Segment Start: Collected data

PR #2902, opened 2021-03-18
[Feature] TagQuery (TagWith)

### LINKED ISSUE #2903: Feature - query tag (TagWith)
There is one helpful feature in ef core: TagWith. It adds custom tag as a comment before SELECT query. This feature can be very helpful to identify the heaviest queries in a database, because such tag will be stored together with query text in the database query plan cache.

Segment End: Collected data

» **Exercise objective**: Transcribe the data in full, matching every line exactly.

» **Result below**:
PR #2902, opened 2021-03-18
[Feature] TagQuery (TagWith)

### LINKED ISSUE #2903: Feature - query tag (TagWith)
There is one helpful feature in ef core: TagWith. It adds custom tag as a comment before SELECT query. This feature can be very helpful to identify the heaviest queries in a database, because such tag will be stored together with query text in the database query plan cache.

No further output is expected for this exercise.